* [YOUR OBJECTIVE]
Filter out all lines without the word "cmdline" from the data below, please, and copy the rest.

* [DATA SEGMENT]
PR #1488, opened 2025-03-24
fix(cmdline): separetely caculate start_pos for `:=xx`

### LINKED ISSUE #1487: [bug] `:=_G.xx` -> `:=__G.xx` in cmdline completion
As title.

* [EXERCISE ANSWER]
fix(cmdline): separetely caculate start_pos for `:=xx`
### LINKED ISSUE #1487: [bug] `:=_G.xx` -> `:=__G.xx` in cmdline completion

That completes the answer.